Write out all of the entries exactly as given.

Excerpts from a dataset:
⁂
PR #3322, opened 2015-10-22
Update hook.cors_csrf unit test to be compliant with node 4.x.x

AlexisNo:
The unit test suite didn't pass with node 4.x.x. [The MKCALENDAR http method is now supported](https://github.com/nodejs/http-parser/issues/255) but the test was checking the response of an OPTION request globally.

In this PR, I checked the presence of each http method that should be available for node < 4.x.x.
MKCALENDAR is not tested, but the test suite works successfully with 4.x.x .


sgress454:
Thanks for the PR @AlexisNo.  We ended up opting for an approach that mimics the underlying `methods` module to return the full list of methods, since the objective of the test is to determine as much as possible that the default Express handler is being used.

PR #3330, opened 2015-10-25
Added dependencies status images

tarlepp:


sgress454:
Please see https://github.com/balderdashy/sails/pull/3180#issuecomment-167150161.  Dependencies are locked for the next release based on actual testing with Sails and inspection of their changelogs (if available).

PR #3336, opened 2015-10-27
Preserve context when calling log functions

Alaneor:
This fixes a rare issue where the built-in `sails.log` object is overridden with a custom logging implementation which uses functions that depend on a particular value of `this`.

For example, if a `sails.log.verbose()` function is called like this:

```js
var log = sails.log.verbose

log(‘test message’)
```

The value of `this` within this function will be either `undefined` (strict mode) or the `global` object, instead of the expected `sails.log` object.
⁂
◆ Answer to the problem:
PR #3322, opened 2015-10-22
Update hook.cors_csrf unit test to be compliant with node 4.x.x

AlexisNo:
The unit test suite didn't pass with node 4.x.x. [The MKCALENDAR http method is now supported](https://github.com/nodejs/http-parser/issues/255) but the test was checking the response of an OPTION request globally.

In this PR, I checked the presence of each http method that should be available for node < 4.x.x.
MKCALENDAR is not tested, but the test suite works successfully with 4.x.x .


sgress454:
Thanks for the PR @AlexisNo.  We ended up opting for an approach that mimics the underlying `methods` module to return the full list of methods, since the objective of the test is to determine as much as possible that the default Express handler is being used.

PR #3330, opened 2015-10-25
Added dependencies status images

tarlepp:


sgress454:
Please see https://github.com/balderdashy/sails/pull/3180#issuecomment-167150161.  Dependencies are locked for the next release based on actual testing with Sails and inspection of their changelogs (if available).

PR #3336, opened 2015-10-27
Preserve context when calling log functions

Alaneor:
This fixes a rare issue where the built-in `sails.log` object is overridden with a custom logging implementation which uses functions that depend on a particular value of `this`.

For example, if a `sails.log.verbose()` function is called like this:

```js
var log = sails.log.verbose

log(‘test message’)
```

The value of `this` within this function will be either `undefined` (strict mode) or the `global` object, instead of the expected `sails.log` object.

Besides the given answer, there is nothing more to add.